Alcohol in Latin America: A Social and Cultural History
Edited by Gretchen Pierce and Aurea Toxqui
2014, University of Arizona Press
306 pages, hardback
IT IS EVERY book reviewer’s dream – a history of alcohol in Latin America, and like a sharp shot of Mexican tequila or a glass of Argentina’s finest wine, the potent cocktail of essays served up by Gretchen Pierce and Aurea Toxqui both excite the senses and, at times, blur the vision.
Let’s raise our glasses to this book: the study of alcohol production, consumption and regulation is closely intertwined with Latin American social and cultural history, making this field – if novel – potentially intoxicating.
In a fascinating examination of the historiography of this subject, the editors trace the way in which alcohol has been studied since the 1970s, from the period when consumption was associated with social rebellion to the role of production in consolidating the position of local elites.
If there has been anything consistent in this scholarship it is how academics have demonstrated that the political concerns generated by alcohol consumption have recurred in seeing it as a source of vice requiring regulation, but also in terms of social control.

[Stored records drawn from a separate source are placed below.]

PR #4489, opened 2021-05-12
Split manifest generation to produce both v1/v1beta1 CRDs

pebrc:
This PR moves all CRDs to `apiVersion: v1` but keeps `v1beta1` around for older Kubernetes versions that we still want to support (all the way back to 1.12 and OCP 3.11)

Upgrades from `v1beta1` to `v1` will be a bit tricky which is why I have marked this PR as `breaking`:
* `all-in-one.yaml` users will have to replace the CRDs and not use `kubectl apply` because a meaningful merge of `v1beta1` to `v1` is not possible. There is however another gotcha with the webhook for which a replace is an illegal operation as it would remove an already populated `clusterIP`: `failed to replace object: Service "elastic-operator-webhook" is invalid: spec.clusterIPs[0]: Invalid value: []string(nil): primary clusterIP can not be unset`. A workaround is to just reapply the manifest. I therefore added a separate manifest with just the CRDs as a download. 
* Helm: a similar situation: users have to first upgrade the CRDs with the `--force` option to replace with `v1` they should be able to follow this with a regular `helm upgrade` of the main chart.
* OLM: in my testing it seems that OLM does the "right thing" and does correctly upgrade from `v1beta1` to `v1`

## Docs preview
https://cloud-on-k8s_4489.docs-preview.app.elstc.co/diff

## Notes on the implementation:
* this PR relies on controller-tools 0.6.0-beta which brings an important bugfix for embedded k8s runtime objects metadata 
* introduced global values in the Helm chart to allow access from the dependent CRD chart, this is a potential breaking change but the old values were marked as internal before as well so I guess it is reasonable to expect users to not rely on them
* The size of the CRDs with schemas and multiple versions is significant (~ 1.6M) We can discuss whether it would make sense to drop the descriptions. So far I was able to apply the manifests with the description as the individual CRDs are still below the max limit.

## Test scenarios:

- [x]  OLM: build custom catalog image and upgrade to latest from a previously released version
- [x]  Helm: v1beta1 to v1: install current chart and upgrade from this PR 
- [x]  Helm: verify future v1 to v1 upgrade: manually install v1 manifests and [adopt them into a 1.6.0 release](https://www.elastic.co/guide/en/cloud-on-k8s/1.4/k8s-install-helm.html#k8s-migrate-to-helm) and try a regular `helm upgrade` without force
- [x] YAML: install operator 1.6.0 and upgrade to this PR 
- [x] YAML: run our [release upgrade test](https://github.com/elastic/cloud-on-k8s/tree/master/hack/upgrade-test-harness) through multiple operator upgrades and finally upgrade to this PR


pebrc:
run full pr build

pebrc:
Marking this ready for review with the caveat that we have a dependency on https://github.com/elastic/cloud-on-k8s/pull/4491

pebrc:
I am going to change the manifests to always separate CRDs and operator manifests into separate files, thus reverting to draft.

pebrc:
The plan to have just three manifests: `crds-v1`, `crds-v1beta1` and `operator` did not work out because we also have version specific differences in the webhook manifests, so we have four manifests now: `crds`, `crds-legacy`, `operator` and `operator-legacy`.

config/crds/v1/patches/ent-patches.yaml
```diff
@@ -0,0 +1,8 @@
+
```
barkbay, line 1: nit:  not from your PR, `ent-patches.yaml`, `ems-patches.yaml` and `apm-kibana-patches.yaml` have the same content, maybe we can have a single `remove-pod-template.patch.yaml`

config/crds/v1/patches/kustomization.yaml
```diff
@@ -0,0 +1,73 @@
+bases:
+  - ../bases
+
+patchesJson6902:
+  # patches that apply to all CRDS
```
barkbay, line 5: nit: can we remove the following lines ?

docs/operating-eck/upgrading-eck.asciidoc
```diff
@@ -25,7 +25,52 @@ CAUTION: The upgrade process results in an update to all the existing managed re
 
 IMPORTANT: If you are running Openshift 3.11 or a Kubernetes version older than 1.13, and want to upgrade from beta, jump to the <<{p}-ga-openshift, upgrade instructions for older Kubernetes releases>>.
 
-Follow the instructions in <<{p}-deploy-eck>> to upgrade ECK to the latest version. This will update the ECK installation to the latest binary and update the CRDs and other ECK resources in the cluster. If you are upgrading from the beta version, ensure that your Elasticsearch, Kibana, and APM Server manifests are updated to use the `v1` API version instead of `v1beta1` after the upgrade.
+This release moves the link:https://kubernetes.io/docs/tasks/extend-kubernetes/custom-resources/custom-resource-definitions/[CustomResourceDefinitions] (CRD) used by ECK to the v1 version. If you are upgrading from a previous version of ECK the new version of the CRDs have to replace the existing CRDs. If removing the current ECK installation is not an option because you have production workloads that must not be deleted, then the following approach is recommended:
```
barkbay, line 28: Should it be `Release 1.7.0 moves` to have a constant version ?

barkbay (commented):
Impressive work 👍 
I only left a few nitpicks, I need some additional time to process and test the PR.

deploy/eck-operator/values.yaml
```diff
@@ -199,13 +199,13 @@ podMonitor:
   podMetricsEndpointConfig: {}
   # honorTimestamps: true
 
-# Internal use only
-internal:
+# Globals meant for internal use only
+global:
```
barkbay, line 203: Should we also update the following test files in `hack/manifest-gen/testdata/` ?
* [`no_defaults.yaml`](https://github.com/elastic/cloud-on-k8s/blob/5362e7317d240b6313d7cec32d2dd8f3743f36bf/hack/manifest-gen/testdata/no_defaults.yaml#L179)
* [`kube113.yaml`](https://github.com/elastic/cloud-on-k8s/blob/5362e7317d240b6313d7cec32d2dd8f3743f36bf/hack/manifest-gen/testdata/kube113.yaml#L160)
* [`kube116.yaml`](https://github.com/elastic/cloud-on-k8s/blob/5362e7317d240b6313d7cec32d2dd8f3743f36bf/hack/manifest-gen/testdata/kube116.yaml#L160)

If yes I think I would expect the tests to fail, but I think the purpose is only to validate the schemas using `garethr/kubeval`.

config/crds/v1/patches/elasticsearch-patches.yaml
```diff
@@ -0,0 +1,16 @@
+# Move validation of the v1 version to the top-level, and remove validation from the v1beta1 version.
+# This is the behaviour intended from using controller-tools crd:trivialVersions=true flag,
+# which currently does not work as expected.
+# See https://github.com/kubernetes-sigs/controller-tools/issues/349.
+# TODO: remove once fixed in controller-tools
```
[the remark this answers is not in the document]
pebrc: I think we were losing validation when using `trivialVersions` with more than one version: https://github.com/elastic/cloud-on-k8s/issues/2479

Makefile
```diff
@@ -142,11 +178,11 @@ unit-xml: clean
 	ECK_TEST_LOG_LEVEL=$(LOG_VERBOSITY) gotestsum --junitfile unit-tests.xml -- -cover ./pkg/... ./cmd/... $(TEST_OPTS)
 
 integration: GO_TAGS += integration
-integration: clean generate-crds
+integration: clean generate-crds-v1beta1
```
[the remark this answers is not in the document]
pebrc: Afaik I know we cannot until we upgrade kubebuilder. Because we are relying on the kubebuilder integration test support and kubebuilder 2.3.1 comes with a 1.15 control plane. I can add another comment to make this clear

deploy/eck-operator/values.yaml
pebrc: Good catch. Indeed we don't have a good way of verifying that the test input is what we expect. I don't have a good idea right now.

docs/operating-eck/upgrading-eck.asciidoc
```diff
@@ -25,7 +25,52 @@ CAUTION: The upgrade process results in an update to all the existing managed re
...
+.If you are running a version of Kubernetes before 1.16: use the legacy manifests
+----
+kubectl replace -f https://download.elastic.co/downloads/eck/{eck_version}/crds-legacy.yaml
+kubectl apply -f https://download.elastic.co/downloads/eck/{eck_version}/operator-legacy.yaml
+----
+
+[source,shell,subs="attributes,callouts"]
+.If you are using Helm: force upgrade the CRD chart to move to the v1 CRDs
+----
+helm upgrade eck-operator elastic/eck-operator-crds -n elastic-system --force
```
barkbay, line 62: Maybe `elastic-operator` instead of `eck-operator` to be consistent with the [Helm documentation](https://www.elastic.co/guide/en/cloud-on-k8s/master/k8s-install-helm.html#k8s-install-helm-global) ?
```suggestion
helm upgrade elastic-operator elastic/eck-operator-crds -n elastic-system --force
```

docs/operating-eck/upgrading-eck.asciidoc
```diff
@@ -25,7 +25,52 @@ CAUTION: The upgrade process results in an update to all the existing managed re
...
+----
+
+Then upgrade the main chart as usual:
+[source,shell,subs="attributes,callouts"]
+----
+helm upgrade eck-operator elastic/eck-operator -n elastic-system
```
barkbay, line 68: Same as above:
```suggestion
helm upgrade elastic-operator elastic/eck-operator -n elastic-system
```

Makefile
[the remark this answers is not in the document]
barkbay: TIL, and my bad: you already mentioned it [here](https://github.com/elastic/cloud-on-k8s/pull/4489/files#diff-e5ec31770015c79fe55d4b0deded05848e0d54c6f1ddc74cfc02e9c32854e735R31).

barkbay (commented):
nit: there is a reference to the all in one [here](https://github.com/elastic/cloud-on-k8s/blob/5362e7317d240b6313d7cec32d2dd8f3743f36bf/.ci/pipelines/build.Jenkinsfile#L65).

pebrc:
> nit: there is a reference to the all in one here.

Good catch, there is another one in the operatorhub tooling. Will fix!

barkbay (approved):
LGTM ! 🚀

docs/advanced-topics/service-meshes.asciidoc
```diff
@@ -45,7 +45,8 @@ kubectl label namespace elastic-system istio-injection=enabled
 +
 [source,sh,subs="attributes"]
 ----
-kubectl apply -f https://download.elastic.co/downloads/eck/{eck_version}/all-in-one.yaml
+kubectl create -f https://download.elastic.co/downloads/eck/{eck_version}/create.yaml
```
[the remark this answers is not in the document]
pebrc: oops

pebrc:
run full pr build

deploy/eck-operator/values.yaml
```diff
@@ -199,13 +199,13 @@ podMonitor:
   podMetricsEndpointConfig: {}
   # honorTimestamps: true
 
-# Internal use only
-internal:
+# Globals meant for internal use only
```
thbkrkr, line 202: Out of curiosity, why did you rename `internal` to `global`?

docs/operating-eck/installing-eck.asciidoc
```diff
@@ -17,9 +17,9 @@ CAUTION: Deleting CRDs will trigger deletion of all custom resources ({eck_resou
 
 
 [id="{p}-install-all-in-one"]
```
thbkrkr, line 19: Nit: rename the anchor?
```suggestion
[id="{p}-install-yaml-manifests"]
```

docs/operating-eck/upgrading-eck.asciidoc
```diff
@@ -25,7 +25,52 @@ CAUTION: The upgrade process results in an update to all the existing managed re
 
 IMPORTANT: If you are running Openshift 3.11 or a Kubernetes version older than 1.13, and want to upgrade from beta, jump to the <<{p}-ga-openshift, upgrade instructions for older Kubernetes releases>>.
 
-Follow the instructions in <<{p}-deploy-eck>> to upgrade ECK to the latest version. This will update the ECK installation to the latest binary and update the CRDs and other ECK resources in the cluster. If you are upgrading from the beta version, ensure that your Elasticsearch, Kibana, and APM Server manifests are updated to use the `v1` API version instead of `v1beta1` after the upgrade.
+Release 1.7.0 moves the link:https://kubernetes.io/docs/tasks/extend-kubernetes/custom-resources/custom-resource-definitions/[CustomResourceDefinitions] (CRD) used by ECK to the v1 version. If you are upgrading from a previous version of ECK the new version of the CRDs have to replace the existing CRDs. If removing the current ECK installation is not an option because you have production workloads that must not be deleted, then the following approach is recommended:
+
+[source,shell,subs="attributes,callouts"]
+.If you are installing using the YAML manifests: replace existing CRDs
```
thbkrkr, line 31:
```suggestion
.If you are installing using the YAML manifests, replace existing CRDs:
```

docs/operating-eck/upgrading-eck.asciidoc
```diff
@@ -25,7 +25,52 @@ CAUTION: The upgrade process results in an update to all the existing managed re
...
+----
+kubectl replace -f https://download.elastic.co/downloads/eck/{eck_version}/crds.yaml
+----
+
+[NOTE]
+================================
+If you skipped a release in which new CRDs where introduced, you will see an error message similar to `Error from server (NotFound): error when replacing "config/crds.yaml": customresourcedefinitions.apiextensions.k8s.io ... not found`.  To add the missing CRDs run
```
thbkrkr, line 38:
```suggestion
If you skipped a release in which new CRDs where introduced, you will see an error message similar to `Error from server (NotFound): error when replacing "config/crds.yaml": customresourcedefinitions.apiextensions.k8s.io ... not found`. To add the missing CRDs run:
```

docs/operating-eck/upgrading-eck.asciidoc
```diff
@@ -25,7 +25,52 @@ CAUTION: The upgrade process results in an update to all the existing managed re
...
+
+================================
+Then upgrade the remaining objects with the operator manifest:
+[source,shell,subs="attributes,callouts"]
+----
+kubectl apply -f https://download.elastic.co/downloads/eck/{eck_version}/operator.yaml
+----
+
+[source,shell,subs="attributes,callouts"]
+.If you are running a version of Kubernetes before 1.16: use the legacy manifests
```
thbkrkr, line 53: I understand `before` as strictly less than.
```suggestion
.If you are running a version of Kubernetes less than or equal to 1.16, use the legacy manifests:
```

config/crds/v1beta1/patches/agent-patches.yaml
```diff
@@ -25,3 +25,6 @@
   path: /spec/validation/openAPIV3Schema/properties/spec/properties/deployment/properties/strategy/properties/rollingUpdate/properties/maxUnavailable/x-kubernetes-int-or-string
 - op: remove
   path: /spec/validation/openAPIV3Schema/properties/spec/properties/daemonSet/properties/updateStrategy/properties/rollingUpdate/properties/maxUnavailable/x-kubernetes-int-or-string
+# we need to generate x-kubernetes-preserve-unknown-fields for v1 CRDs but they break v1beta so we have to remove them again here
+- op: remove
+  path: /spec/validation/openAPIV3Schema/properties/spec/properties/config/x-kubernetes-preserve-unknown-fields
```
thbkrkr, line 30: Normal that we don't have the same count of `x-kubernetes-preserve-unknown-fields` and `// +kubebuilder:pruning:PreserveUnknownFields`?

Agent and Beat do not get:
```
- op: remove
  path: /spec/validation/openAPIV3Schema/properties/spec/properties/daemonSet/properties/podTemplate/x-kubernetes-preserve-unknown-fields
- op: remove
  path: /spec/validation/openAPIV3Schema/properties/spec/properties/deployment/properties/podTemplate/x-kubernetes-preserve-unknown-fields
```

thbkrkr (approved):
Great work :clap: 
I left some minor and cosmetic changes.

deploy/eck-operator/values.yaml
pebrc: Because `global` is a built-in thingy in Helm and I can share the values with the dependent chart. Otherwise we would have to set the `internal.k8sVersion` value again for the crd chart.

pkg/apis/elasticsearch/v1/elasticsearch_types.go
```diff
@@ -219,6 +219,7 @@ type NodeSet struct {
 	Name string `json:"name"`
 
 	// Config holds the Elasticsearch configuration.
+	// +kubebuilder:pruning:PreserveUnknownFields
```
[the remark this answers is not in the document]
pebrc: Which ones do you mean exactly?

hack/upgrade-test-harness/README.md
```diff
@@ -35,6 +36,7 @@ Adding a new release
 --------------------
 
 - Create a directory under `testdata` following the existing naming convention.
-- Add the `all-in-one.yaml` as `install.yaml` to the release directory.
+- Add the `crds.yaml` as `crds.yaml` to the release directory.
+- Add the `operator.yaml` as `install.yaml` to the release directory.
```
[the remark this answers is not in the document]
pebrc: I kept it as `install.yaml` to be backwards compatible with previous releases.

More recently, interest has grown in the role of alcohol in identity formation and the subject has become less peripheral, bolstered by the study of narcotics and its undoubted geopolitical significance. The history of drugs in the region demonstrates many similarities with that of alcohol, with both substances sharing connections with religion, medicine, economics, gender and racial stereotypes.
Questions of gender have also formed an important theme of debate, with many studies of colonial history highlighting close links between machismo and alcohol consumption. Similarly, studies have considered the role of alcohol consumption among different ethnic and social groups. As the authors point out, the importance of alcoholic beverages to indigenous cultures in part led European colonisers to perceive of drunkenness as innate to natives’ identity.
As revealed by the book’s cover – the “Interior of a Pulquería in Mexico”, with its vat of pulque, barmaid, tortilla server and racially mixed poor hombres waiting to be served – alcohol offers a valuable lens with which to explore the larger social and cultural history of Latin America.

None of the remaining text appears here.